ACTIVITY >> In the records that follow, show each line where the word "moduleId" is present.

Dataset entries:
BEGIN
PR #5472, opened 2025-11-10
Trunk 5866 : OrderSet Domain - Switching from Hibernate Mappings to Annotations

sudhanshu-raj:

Converted OrderSet domain from Hibernate XML mappings to JPA annotations for better maintainability and alignment with modern Hibernate standards.

## Issue I worked on

see https://openmrs.atlassian.net/browse/TRUNK-5866

  No? -> execute above command


api/src/main/java/org/openmrs/OrderSet.java
```diff
@@ -36,12 +55,28 @@ public enum Operator {
...
 	}
 	
+	@Id
+	@GeneratedValue(strategy = GenerationType.SEQUENCE, generator = "order_set_id_seq")
+	@GenericGenerator(
+		name = "order_set_id_seq",
+		strategy = "native",
+		parameters = @Parameter(name = "sequence", value = "order_set_order_set_id_seq")
+	)
+	@Column(name ="order_set_id" )
```
ManojLL: Use `GenerationType.IDENTITY` strategy primary key generation

sudhanshu-raj:
Hey , I did the change , it should build success now .

sudhanshu-raj:
Hey @dkayiwa  , can you please review this ?

dkayiwa:
Can you include a link to the ticket id as advised at https://openmrs.atlassian.net/wiki/display/docs/Pull+Request+Tips?

sudhanshu-raj:
Done !

api/src/main/java/org/openmrs/OrderSet.java
```diff
@@ -36,12 +60,28 @@ public enum Operator {
...
 	private Integer orderSetId;
 	
+	@Enumerated(EnumType.STRING)
+	@JdbcTypeCode(SqlTypes.VARCHAR)
+	@Column(name = "operator", nullable = false)
 	private Operator operator;
-	
+
+	@OneToMany(cascade = CascadeType.ALL, orphanRemoval = true)
```
dkayiwa, line 71: How did you deal with the lazy attribute?

sudhanshu-raj: I think  OneToMany has default fetch type lazy , ref : https://stackoverflow.com/questions/26601032/default-fetch-type-for-one-to-one-many-to-one-and-one-to-many-in-hibernate

api/src/main/java/org/openmrs/OrderSet.java
```diff
@@ -36,12 +60,28 @@ public enum Operator {
 		ALL, ONE, ANY
 	}
 	
+	@Id
+	@GeneratedValue(strategy = GenerationType.SEQUENCE, generator = "order_set_id_seq")
```
dkayiwa: What do you think of using `GenerationType.IDENTITY`?

sudhanshu-raj: In orderset.hbm.xml sequence has been used , so that's why not using  identity  here .

dkayiwa: @wikumChamith what is our recommended pattern for this?

wikumChamith: We just use IDENTITY as the strategy

wikumChamith: https://github.com/openmrs/openmrs-core/pull/5216#discussion_r2257048387

sudhanshu-raj: > [#5216 (comment)](https://github.com/openmrs/openmrs-core/pull/5216#discussion_r2257048387)

Thanks , this is helpful

api/src/main/java/org/openmrs/OrderSet.java
```diff
@@ -21,7 +39,13 @@
  * 
  * @since 1.12
  */
+@Entity
+@Table(name = "order_set")
 @Audited
+@AssociationOverride(
+	name = "attributes",
```
dkayiwa, line 44: What is this override for?

sudhanshu-raj: This overrides the join column name for attributes field ,actually in the OrderSet's parent class which is BaseCustomizableMetadata it has join column name location_id but in orderset.hbm.xml it has order_set_id  join column name so it's overriding that join column name from it's parent.

dkayiwa: Did you evaluate using `AttributeOverride`?

sudhanshu-raj: AttributeOverride works  well for normal fields  not for relationship attributes so here AssociationOverride will work for relationships columns like OneToMany

dkayiwa: Even when you are not modifying a relationship but just renaming a filed like here?

sudhanshu-raj: yes , this just renaming the column name , it's just can change how it should be mapped to databased like joincolumn name or jointable name , but can't actually modify the relationship like onetomany to manytoone , fetch type etc

dkayiwa: Doesn't that then mean AttributeOverride is enough for this use case?

sudhanshu-raj: I don’t think `@AttributeOverride` works here. It’s used for simple attributes  for example, renaming a column on a basic field like `@Column(name = "idt") private String identifier;` or for fields inside an `@Embeddable.` It only changes how a single column is named or mapped.

But for relationships like `@OneToMany` or `@ManyToOne`, we use `@AssociationOverride`. That’s what lets us change the name of the join column or join table for an existing relation.
This is what I understand, please let me know if I’m missing something.

dkayiwa: What is the difference between this and https://github.com/openmrs/openmrs-core/blob/2.8.1/api/src/main/java/org/openmrs/Location.java#L52 ?

sudhanshu-raj: The @AttributeOverride(name = "attributes", column = @Column(name = "location_id")) annotation on the Location entity is not doing anything meaningful and can be safely removed. Why ?  because :@AttributeOverride only works for simple fields (String, Integer, Date, etc.), not relationships like @OneToMany

In BaseCustomizableMetadata, the attributes field is a relationship (@OneToMany), not a basic column:
```java
@OneToMany(cascade = CascadeType.ALL, orphanRemoval = true, fetch = FetchType.LAZY)
@JoinColumn(name = "location_id")
private Set<A> attributes = new LinkedHashSet<>();
```

Since @AttributeOverride cannot override relationships, it gets silently ignored during entity mapping. The application runs fine without it which i also verified .

Ref : https://www.baeldung.com/jpa-attributeoverride
Recommendation: Remove the @AttributeOverride annotation from Location as it serves no purpose.

api/src/main/java/org/openmrs/OrderSet.java
dkayiwa: Do you think you can come up with a test in https://github.com/openmrs/openmrs-core/blob/master/api/src/test/java/org/openmrs/api/OrderSetServiceTest.java to catch this problem?

As in a test which would fail when using `AttributeOverride` but passes with `AssociationOverride`

jwnasambu:
@sudhanshu-raj kindly you have merge conflicts that requires your attention please!

sudhanshu-raj:
> @sudhanshu-raj kindly you have merge conflicts that requires your attention please!

Done !

api/src/main/java/org/openmrs/OrderSet.java
sudhanshu-raj: Hi @dkayiwa  , sorry I didn't chance to look into this . So I debugged it and found here both will work `AttributeOverride ` and `AssociationOverride` ,  even I not put one of these annotation, code will still work  because in schema we defined the correct column name but that's bad practice . So, if we use `AttributeOverride` it will create the two columns `order_set_id` and `location_id` but we need only one `order_set_id` which could be fixed by using  `AssociationOverride`.

api/src/test/java/org/openmrs/api/OrderServiceTest.java
```diff
@@ -2911,8 +2911,8 @@ public void saveOrder_shouldFailIfTheJavaTypeOfThePreviousOrderDoesNotMatch() th
 			    .addAnnotatedClass(ConceptReferenceTermMap.class)
 			    .addAnnotatedClass(ConceptReferenceTerm.class)
 				.addAnnotatedClass(ConceptAnswer.class)
-			    .addAnnotatedClass(ConceptDescription.class)
```
dkayiwa: Do you mind discarding these formatting changes?

sudhanshu-raj: Done !

api/src/main/java/org/openmrs/OrderSet.java
```diff
@@ -36,12 +58,23 @@ public enum Operator {
...
-	
+
+	@OneToMany(cascade = CascadeType.ALL, orphanRemoval = true)
+	@JoinColumn(name = "order_set_id", nullable = false)
+	@OrderColumn(name = "sequence_number")
 	private List<OrderSetMember> orderSetMembers;
-	
+
+	@ManyToOne
+	@JoinColumn(name = "category")
```
shivvani-r, line 77: `nullable` property is missing.

sudhanshu-raj: Isn't  default value will nullable only ? But for shake for readability I can add this.

PR #5546, opened 2025-12-01
Fix Path Traversal and XSS Security Vulnerabilities Detected by SpotBugs

DuoChen-317:
This PR fixes multiple security vulnerabilities detected by SpotBugs Security in the OpenMRS Core codebase.

Changes include:
- Added canonical path validation to prevent Path Traversal attacks in several file operations.
- Ensured path normalization and rejection of unsafe paths containing "..".
- Updated File constructors to use sanitized absolute paths.
- Added HTML escaping to all PrintWriter.write() calls that output request-derived content to prevent XSS.
- Ensured JSON responses use proper escaping or safe serialization.
- Removed unsafe string-based SQL concatenation and replaced with parameterized logic where applicable.

These changes eliminate all reported warnings under:
Security → Potential Path Traversal (file read)
Security → Potential XSS in Servlet
Security → Potential SQL Injection

### DIFF
--- a/web/src/main/java/org/openmrs/module/web/WebModuleUtil.java
+++ b/web/src/main/java/org/openmrs/module/web/WebModuleUtil.java
@@ -185,7 +185,13 @@ public class WebModuleUtil {
 						log.debug("Moving file from: {} to {}", name, absPath);
 						
 						// get the output file
-						File outFile = new File(absPath.toString().replace("/", File.separator));
+						String safePath = absPath.toString();
+
+						// basic path traversal protection
+						if (safePath.contains("..") || safePath.contains("\\") || safePath.contains("//")) {
+							throw new IllegalArgumentException("Unsafe file path detected: " + safePath);
+						}
+						File outFile = new File(safePath.replace("/", File.separator));
 						if (entry.isDirectory()) {
 							if (!outFile.exists()) {
 								outFile.mkdirs();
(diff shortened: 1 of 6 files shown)


web/src/main/java/org/openmrs/module/web/WebModuleUtil.java
```diff
@@ -782,7 +788,15 @@ public static void shutdownModules(ServletContext servletContext) {
 		
 		// clear the module messages
 		String messagesPath = realPath + "/WEB-INF/";
-		File folder = new File(messagesPath.replace("/", File.separator));
+		// Normalize separators
```
jwnasambu, line 791: Kindly the comments here don’t seem to add extra value so it would be better to remove them and rely on the code readability instead.

web/src/main/java/org/openmrs/module/web/WebModuleUtil.java
```diff
@@ -782,7 +788,15 @@ public static void shutdownModules(ServletContext servletContext) {
...
+		String safePath = messagesPath.replace("/", File.separator);
+
+		// Detect basic path traversal patterns
```
jwnasambu, line 794: Same here.

web/src/main/java/org/openmrs/module/web/WebModuleUtil.java
```diff
@@ -833,8 +847,22 @@ public static void stopModule(Module mod, ServletContext servletContext, boolean
 		String realPath = getRealPath(servletContext);
 		
 		// delete the web files from the webapp
-		String absPath = realPath + "/WEB-INF/view/module/" + moduleId;
-		File moduleWebFolder = new File(absPath.replace("/", File.separator));
+		String absPath = realPath + "/WEB-INF/web/module/" + moduleId;
+
+		// normalize path separator
```
jwnasambu, line 852: Same here. Kindly remove all the comments that starts with //.

web/src/main/java/org/openmrs/web/filter/update/UpdateFilter.java
```diff
@@ -274,8 +274,10 @@ else if (REVIEW_CHANGES.equals(page)) {
 				
 				addLogLinesToResponse(result);
 			}
-
```
jwnasambu: Is there away you can fix the format changes please?

jwnasambu (changes requested):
END
OUTPUT OF THE TASK >>
-		String absPath = realPath + "/WEB-INF/view/module/" + moduleId;
+		String absPath = realPath + "/WEB-INF/web/module/" + moduleId;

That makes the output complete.